The batch inference functions and methods (:func:`~lenskit.batch.recommend`,
:meth:`~lenskit.batch.BatchPipelineRunner.run`, etc.) accept multiple types of
input to specify the set of users or test items.

* An iterable (e.g. list) of recommendation queries (as :class:`RecQuery`
  objects).  The queries must have at least one of :attr:`RecQuery.query_id` and
  :attr:`RecQuery.user_id` set, so that the output can be properly indexed.
  Queries should all have the identification method (i.e., all queries have a
  ``query_id``, or all queries have only a ``user_id``).

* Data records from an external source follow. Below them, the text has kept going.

PR #166, opened 2023-09-07
Upgrade React to 18.2.0

adamgilg:
This upgrades React and ReactDOM to 18.2.0, the latest release (from summer 2022). 
A few libraries we used required upgrades as well, as they didn't support React 18:

- react-leaflet: v3 -> v4, which required some small code changes in the `ClipMap` component due to removal of a prop we were using
- cypress/react: there was a hidden cypress/react18 library that isn't documented anywhere, just mentioned in a closed issue. This appears to be the way they're supporting React 18.
- @mui/styles: removed. This is just included in mui v5 to support the legacy makeStyles/withStyles API. Due to changes in React 18, [this won't work anymore](https://github.com/mui/material-ui/issues/32142#issuecomment-1289529626), which is why we're now using `tss-react`.
- react-hot-loader: removed. React Hot Loader is not supported in React 18, and while Fast Refresh (the React Native solution) seems like it may work with some configuring, our hot loading seems to still work with this removed. Are we already using something else built into webpack? Not 100% sure, but removing this doesn't seem to cause any issues with development. 
- overrides: I vaguely remember adding this react-leaflet/ react-leaflet/core override, but I have no idea why. Removing it doesn't seem to cause any issues. 

Also: after upgrading to React 18, RunJobs.js was throwing errors that were preventing the dataset analysis and processing steps from running. I spent a bit of time refactoring it and came up with a more resilient (and React-happy) solution that still works to navigate back (which was the problem with just adding all the dependencies to the deps array of the useEffect in RunJobs). 

There are a number of other libraries that are currently throwing warnings about not supporting React 18, but the ones above were the only ones that were actually preventing the app from running. We can upgrade the rest as we see fit.


ccjoel:
Unfortunately upgrading storybook to work with React18 also included some nice demos that I liked and left in, which makes the diff a bit longer than before. Anything storybook related can be ignored and shouldn't really block merging of this PR, so I wouldn't worry much about it. Storybook is working on my system now.

ccjoel:
The Data Transform processing (loading) overlay lagged for me on Ubuntu. I couldn't take a screenshot because it finished quickly, but it looked like it was missing styles.

ccjoel (approved):

PR #169, opened 2023-10-02
Disables GADM resolution if no primary country is annotated

adamgilg:


ccjoel (changes requested):
Quickly reviewing my understanding:
I believe GADM resolution problem is related to the first one in transform step:

Screenshot from 2023-10-04 15-49-15

It only properly works when a `country` column is annotated as `primary`.
We likely need to change the logic on `generateFetchGadmArgs` to check if the primary column is annotated as `country`.

Let's sync, since I'm surprised that gadm resolution only works for you on lat/lon annotations and not on countries. There may be an edge case or bug involved. Easier to get on a call and figure it out. Thanks!

ccjoel:
Created #171 to handle this in the backend (rqworker) as well. That is, if the gadm resolution alternatives doesnt find a primary geo annotated, it returns `[]` for the fuzzy match result.

ccjoel (approved):
+1

PR #37, opened 2019-07-30
SMIRNOFF Coverage Torsion Set Submission

dgasmith:
Submission creation.


yudongqiu:
I have a question here, I think this PR is for submitting torsiondrives for the `

However, the title says "coverage torsion set", and in the script 
```
dataset_name = "SMIRNOFF Coverage Torsion Set"
```

Is this a mistake? Will it overwrite or mix with the existing "SMIRNOFF Coverage Torsion Set" that I submitted here? https://github.com/openforcefield/qca-dataset-submission/blob/master/2019-07-01-smirnoff99Frost-coverage-torsion/03_create_torsiondrive_dataset.py

yudongqiu:
I just queried the server and found that we have a "SMIRNOFF Coverage Torsion Set" and a "SMIRNOFF Coverage Torsion Set 1" on the server.

From the number of jobs in each dataset, I guess  "SMIRNOFF Coverage Torsion Set" contains data for the phenyl set, and "SMIRNOFF Coverage Torsion Set 1" contains data for the actual coverage torsion set.

dgasmith:
Whoops, mistake on my part. It is very hard to overwrite a collection, so unlikely to ever accidentally replace one.

What is the correct name for this so I can change it?

davidlmobley:
Urgh, that's not ideal. Probably would have been better to call this something like "SMIRNOFF Phenyl Torsion Set 1" or something.

davidlmobley:
@yudongqiu ?

yudongqiu:
I'm not the owner of this dataset, I think @ChayaSt is the submitter from the README.

PR #41, opened 2019-08-16
Adding .json file for job submission of NitGridOpt molecules

jmaat:
I'm adding the file `nitrogen_Jobs.json` to the Nitrogen Grid Optimization folder. The dictionary in the .json file contains the file name as keys and the json for job submission for respective file name key. 

@dgasmith Please let me know if you need anything else.


jmaat:
Hi @dgasmith, this is follow-up on this PR. Can we submit the jobs in the added .json? Do you need anything additional?

dgasmith:
Looking through this now, a few notes:
- I think you serialized the symbols/geometries before going into JSON so they are represented as strings. We can convert, but might be worth looking at your pipeline so that this doesn't happen in the future.
- I think we are missing the CMILES identifiers. Do we want to go ahead and run without?
- Key names are currently "./Molecules_to_run/eMolecules_1000_562.sdf" for our main molecule index what do we want to call each of these molecules, "1000_562"?
- You have keywords as `5d5731c7796432a5d45474ec` for the quantum computations. What keywords did you want here? I can come up with reasonable values, mostly did you want to store bond order and other one-electron properties for these computations?

jmaat:
-I updated the key names to just the ID number of the molecule (for example:  "./Molecules_to_run/eMolecules_1000_562.sdf" > "1000_562"). Can I call each of the molecules by the unique key in the dictionary?
-No CSMILES for now is okay and sorry about the strings for the symbols and geometries. I had converted them to strings because I got a type error: `TypeError: Object of type ndarray is not JSON serializable` when I did not convert. Can we still submit the jobs? I can fix this for the future.
-In regards to the keywords, I want geometries, optimization energies, and WBOs (specifically for the three bonds to the nitrogen). What keyword should I replace the current one with? Can I use the same keyword for all the jobs?

davidlmobley:
@jmaat I could see your data being also broadly useful within OpenFF (e.g. perhaps we'll want to fit to some of it) so I think that probably means we want CMILES, since all of our datasets have these... unless I'm missing something?

jmaat:
@davidlmobley Okay, I agree I want to use CSMILES more immediately especially if we want to start using this more broadly for fitting. I'll make updates to the PR.

jmaat:
@davidlmobley I added CMILES and CMILES ids to the .json. @dgasmith Can you advise on the correct quantum computation keyword to store WBOs, geometries, and optimization energies? Is it necessary to include these? I notice some of the other .json files in this repository do not include any keywords.

dgasmith:
I can add this when I pull it in.

dgasmith:
Let me try a few of these with a RDKit backend tomorrow. If everything works out I will merge it in!

jmaat:
@dgasmith Sounds great!

jmaat:
@dgasmith Any updates? I am hoping to get this submitted soon.

PR #45, opened 2019-09-04
geometry optimization input for Roche molecules

ChayaSt:
This PR adds the script to generate conformers for geometry optimization of Roche molecules. 

**Note**:
This script was written before we had a standard way of submitting to QCArchive and it also used a much older version of `fragmenter` that still had the `workflow_api.py` module. It is **not** recommended to generate optimization inputs like this.


yudongqiu:
Thanks a lot! This will serve as an important record for the Release-1 fitting data generation. I suggest that we merge this soon.

davidlmobley:
Just to be clear: This was or was not used in fitting?

@yudongqiu if you've reviewed you can go ahead and merge... unless you don't have permissions, in which case LMK and I can (a) give you permissions, and (b) merge.

yudongqiu:
@davidlmobley Yes was used in fitting. Sure I will merge this.

PR #50, opened 2019-09-07
[WIP] Add Pfizer "100 challenging fragments" dataset to prep for pipeline

davidlmobley:
Adds Pfizer 100 fragments dataset. This should be prepped as a torsion drive dataset, presumably, as these were selected as fragments where QM and force field torsional profiles differed substantially. No fragmentation should be needed.

To do:
- [ ] Prep for dataset submission


jchodera:
Looks like I had already set this up locally as an optimization dataset but hadn't merged it. I'll see if I can merge both in.

davidlmobley:
The important thing is to get it in/ready -- both optimizations AND torsions would be great. 

I'm not surprised you'd already started, as you said on Slack you would, but then it never showed up so I was not sure the status.

jchodera:
Superceded by #55 and #56, so closing this.

PR #66, opened 2019-10-24
Connectivity added to nitrogen grid optimization dataset 

jmaat:
Three changes were made:

1. connectivity was added to the .json
2. in send_mols_to_server.py the script was adjusted to add connectivity to the initial molecule
3. the range of angles in steps was adjusted to go from -50 to 50 (prior was -40 to 40)


2019-06-28-Nitrogen-grid-optimization/send_mols_to_server.py
```diff
@@ -71,7 +77,7 @@ def send_qm_job(ptl_mol, nitrogen, nitrogen_i,  mol):
                     "scans": [{
                         "type": "dihedral",
                         "indices": list(indices),
-                        "steps": [-40, -36, -32, -28, -24, -20, -16, -12, -8, -4, 0, 4, 8, 12, 16, 20, 24, 28, 32, 36, 40],
+                        "steps": [-50, -48, -46, -44, -42,-40, -36, -32, -28, -24, -20, -16, -12, -8, -4, 0, 4, 8, 12, 16, 20, 24, 28, 32, 36, 40, 42, 44, 46, 48, 50],
```
dgasmith: Is there a reason for a finer grid at the edges here? As a note we do not have technology which can stop a gridoptimizaiton if the energy becomes too large.

@yudongqiu In torsiondrive for 2d-scans how do you stop the propagation if the energy is too high? In the 1-D case it is easy to see the cap. For 2-D we have something like where `x` is complete and `z` is too high. We can view a propagation like so:

```
o o o o o
o o x z o
o o o o o 
```

```
o o x o o
o x x z o
o o x o o 
```

```
o x x x o
x x x z o
o x x x o 
```

We can quickly see that in the 2-D case we can overcome bad area even though we might not want to?

jmaat:
Yes the reasoning for that is after going through the 1-d scans I noticed a lot of the energy profiles had their minimas partially cut off. I wanted to extend the angle range a little to hopefully capture that. Here's an example of what I mean (referring to the blue QM trend line). 
[['i5']_C1C=CS[N@]1Br.pdf](https://github.com/openforcefield/qca-dataset-submission/files/3773093/i5._C1C.CS.N%40.1Br.pdf)

Would be great if there's a way to stop the propagation if the energy gets too high!

dgasmith:
Curious here in why the change in the step size (2 vs 4 degrees).

jmaat:
I changed it and there's no reason for that. Good catch

PR #73, opened 2019-12-05
[WIP] Add 2019-12-05-OpenFF-Benchmark-Primary-1-torsion

hyejang:
This is created for OpenFF Benchmark Primary set 1 torsiondrive submission. 

259 1-D torsions were selected from the benchmark primary set 1 and its torsion parameter coverage is 66/156. No molecular size filter has been used.


dgasmith:
As discussed, waiting for the bulk of the current HF-3c computations from @ChayaSt to filter through before submitting.

PR #74, opened 2019-12-11
2-D Nitrogen Grid Optimization Dataset

jmaat:
This PR contains a new directory that has the 2-d grid optimization for a set of diverse trivalent nitrogen containing molecules. The 2-d grid optimizations scan the valence and improper angle simultaneously. 

The new directory has a README.md which gives an description of the different files in the directory.


dgasmith:
Thanks, as per the new torsiondrives lets hold off on submission for a few days until we patch up the docker images and fix the hf-3c issues.

PR #78, opened 2020-01-17
Add 2020-01-17-OpenFF-Benchmark-Full-1-torsion

hyejang:
This is created for OpenFF Benchmark Full set 1 torsiondrive submission.

595 1-D torsions were selected from the benchmark full set 1 and its torsion parameter coverage is 139 / 156.


dgasmith:
Have we already computed these in different sets?

hyejang:
We have `OpenFF Full Optimization Benchmark 1` in `OptimizationDataset` collection.

dgasmith:
I added this as `OpenFF Primary Benchmark 2 Torsion Set` since we already have a `1`.

PR #90, opened 2020-03-27
Add 2nd round Bayer torsion set and supplemental set

hyejang:
2 torsiondrive datasets were added. Total number of 1-D torsions is 241.

1. `OpenFF Gen 2 Torsion Set 5 Bayer 2` : 219 1-D torsions (17 torsion scans are expected to be reused)
2. `OpenFF Gen 2 Torsion Set 6 supplemental 2`: 22 1-D torsions (3 torsion scans are expected to be reused)


hyejang:
For Bayer set, since it contains large molecules ( molecules w/ more than 30 heavy atoms), I filtered out the large molecules before selecting torsions. One concern was the possibility of losing chemical space of the molecule set after excluding large molecules. But the similarity matrix shows that we are not losing chemical diversity from the filtering. 

image

hyejang:
@dgasmith  could you check the two sets i added? They look good to go.

PR #99, opened 2020-05-13
fixed wrong dihedral indices

ChayaSt:
Several dihedral indices were wrong because of a bug in the generation script. This PR fixes that bug and the dihedral indices in the input JSON.


dotsdl:
This has been submitted; new dataset name is `"OpenFF Fragmenter Validation 1.0"`.

PR #103, opened 2020-06-05
OpenFF DANCE 2 eMolecules t142 Random v1.0

btjanaka:
This job is based on the one in `2020-06-01-DANCE-1-eMolecules-t142-selected`, but with a different dataset consisting of random molecules with the t142 parameter. I also fixed some mistakes in the README in that directory. I also added visualizations to it.


trevorgokey:
Just as a pedantic note, visualizing first dataset was informative; a PDF visualizing these drives would also be great as a reference and debugging tool in the case of any future issues.

btjanaka:
Sounds good.

trevorgokey:
I will leave some comments here regarding the DANCE 1 set as that PR has already been merged. The comments should generally apply to this set as well.

1. Torsions on a ring need to be filtered out
2. **The torsion indices are incorrect.** They should correspond to the raw indices of the QCMolecule.
3. There are 20 torsiondrives, but 2071 input molecules, with one in particular containing 305 inputs. I would try to prune this space down as much as possible. Torsion drives will report as an error if even one of these inputs fail.

btjanaka:
@jmaat

btjanaka:
I think to solve 2), we would have to generate the indices based on the `canonical_smiles` (see https://github.com/openforcefield/qca-dataset-submission/pull/103/files#diff-fa297b772d74b09c62b0ae282337726fR122-R124; there's also identical lines in the DANCE 1 directory)

dotsdl:
Holding off on submission until @trevorgokey's points have been addressed.

For point (3) we would *either* like to:
- trim down the conformers to a smaller set of "meaningful" conformers for each molecule.
    - e.g. choose conformers that won't be arrived at by the torsion drive itself (not easy)
- clearly state that for molecules with many conformers, we expect many failures, but aren't sure which conformers will fail; the strategy is to try many and take the ones that succeed.

dotsdl:
@jmaat is this a submission you are taking ownership of? We have some questions that we'd like addressed before we can proceed with submission. Thanks!

PR #1066, opened 2026-01-13
fix: reduce string comparisons in ADC decoding, cleanup

baltzell:
Note, this assumes unique `crate/slot/channel` in all `/daq/fadc` CCDB tables.  Now, the first match wins.  Previously the last match won.  For run 5038, the `RF/LTCC::adc` banks have a resulting difference, which will be addressed by fixing CCDB tables to be unique.

_Note, this was a component of #1051._

PR #1124, opened 2026-02-21
feat:  add convenience scripts for diffing gold runs

baltzell:
Used for testing PRs #1064, #1065, and #1066.  Likely to be useful again soon.


libexec/gold-run
```diff
@@ -0,0 +1,18 @@
+#!/bin/bash
+
+exe=decoder4u -n 10000
+csv=gold.csv
+cache=$(cd $(dirname ${BASH_SOURCE[0]}) &> /dev/null && pwd)/pin-gold.txt
```
c-dilks: These files are not stored in `coatjava`; at least inform the user if their current working directory is wrong. Also, do you mean `gold.pin`?

baltzell: Did we decide where `gold.csv` should live?  (`pin-gold.txt` should live beside it)  I think I was thinking here:  https://code.jlab.org/hallb/clas12/raw-data

baltzell: this should probably do it

c-dilks (approved):

PR #1132, opened 2026-02-27
cleanup rg-l test yaml

baltzell:


etc/services/rgl-clarode.yml
```diff
@@ -57,3 +44,21 @@ services:
     name: EBTB
   - class: org.jlab.rec.rich.RICHEBEngine
     name: RICH
+  - class: org.jlab.service.atof.ATOFEngine
+    name: ATOF
+  - class: org.jlab.service.ahdc.AHDCEngine
+    name: AHDC
+configuration:
+  global:
+    variation: rge_spring2024
```
raffaelladevita: could use the rgl_spring2025 variation that has the. new alignment

baltzell: done

raffaelladevita (approved):

PR #1137, opened 2026-03-05
Fix N_hits issue & fill AHDC::track bank before KF

zyzhangjlab:
1. Fix the issue that there are events with number of hits < 6.
2. fill chi2, sum_adc, path and dEdx in AHDC::track bank before Kalman Filter.


ftouchte:
I made some review. The idea is that, if a quantity can be calculated, we should not have a setter for it. 

Example: `sum_adc` can be directly calculated, I guess the path is set. But `dEdx` uses both of these information. 

We should make a choice. Whether we compute everything, whether we set everything.

As a consequence, some variables are left non used.

baltzell:
@ftouchte et.al, if you think this should be merged, please approve it.

ftouchte (approved):

baltzell:
just need to get the fork branch up to date in order to merge

PR #1138, opened 2026-03-06
Include the charge in the energy loss computation

ftouchte:
Can I add this feature?

image


baltzell:
Can you add some small javadoc to those two methods?  e.g., one should clearly say it assume charge=1.

baltzell (approved):

PR #1166, opened 2026-03-25
fix: don't let `SplitLogManager` do anything if it's not the manager

c-dilks:


c-dilks:
I was trying to figure out why the TOF calibration suite is so verbose, and suspected this fix would be involved; it turns out this has nothing to do with the issue.

I decided to open this draft PR anyway, in case we end up wanting/needing this.

PR #1177, opened 2026-04-01
fix: avert unwanted log level changes from upstream `JDBCProvider`

c-dilks:
Calling `JDBCProvider.connect()` destroys the log level of certain loggers, _viz._ `org.freehep.math.minuit`. Instead of attempting to fix upstream, we can save desired log levels and restore them; this is the fix we pretty much do downstream anyway (_e.g._, in `calcode`), where we typically just keep setting the log level we want.


c-dilks:
Not good enough for `calcode`, something else is changing the log level too. Worse yet, the point at which the log level change varies from test to test, and I suspect there may be some data race making it very difficult to track down exactly where the unwanted change happens.

PR #905, opened 2025-10-23
bigfeat:  detector changed hook

baltzell:

PR #1179, opened 2026-04-03
fix:  reduce bank access and MC checks in DC hit reading

baltzell:


tongtongcao (approved):

baltzell:
Raffaella pointed out this will conflict with RRNS #905, so we'll wait until that's merged.

PR #1205, opened 2026-04-11
feat:  add auto-generated enums for HIPO schema 

baltzell:


pom.xml
```diff
@@ -263,6 +263,30 @@
...
+        <artifactId>maven-antrun-plugin</artifactId>
+        <version>3.1.0</version>
+        <executions>
+          <execution>
+            <id>bank-schema-enums</id>
+            <phase>validate</phase>
+            <goals>
+              <goal>run</goal>
+            </goals>
+            <inherited>false</inherited> <!-- make this one NOT inherited -->
```
c-dilks: Instead of preventing inheritance, could you just move this plugin to `common-tools/clas-io`? There it would be closer to its generated Java code artifacts.

common-tools/clas-io/bank-schema-enums
c-dilks, line 1: If you move the plugin to `common-tools/clas-io`, you could also move this script to `common-tools/clas-io/` too; no need for it to live in `libexec` since this script is only needed at build time.

pom.xml
```diff
@@ -428,6 +452,22 @@
...
+              <fileset>
+                <directory>common-tools/clas-io/src/main/java/org/jlab/io/banks</directory>
+                <includes>
+                  <include>**/*.java</include>
+                </includes>
+              </fileset>
+            </filesets>
+          </configuration>
+        </plugin>
+
```
c-dilks: same here, this could be moved to `common-tools/clas-io`.

c-dilks (approved):

PR #1210, opened 2026-04-17
fix:  reduce bank access in DC engine

### LINKED ISSUE #1139: DC rereads start time from HIPO for every DC hit

baltzell:


baltzell:
github issues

* An iterable of 2-element ``(query, items)`` tuples.  The query is a
  :class:`RecQuery` as in the previous method, and the items is an :class:`ItemList`
  containing the candidate items (for recommendation) or the items to score (for
  prediction and scoring).  This is the most general form of input.

* An iterable (e.g. list) of user IDs.  These are passed as
  :attr:`RecQuery.user_id`, and the resulting outputs are mapped to  ID.

* An :class:`ItemListCollection`.  At least one field of the collection key
  should be ``user_id``, and these user IDs are used as the query user IDs. The
  item lists themselves are used as in the tuple method above. Results are
  indexed by the entire key.

* A mapping (dictionary) of IDs to item lists.  This behaves like the item
  list collection; the IDs are taken to be user IDs.

* A :class:`pandas.DataFrame`, which is converted to an item list collection.

.. deprecated:: 2025.6

    Mappings and data frames are deprecated in favor of other input types.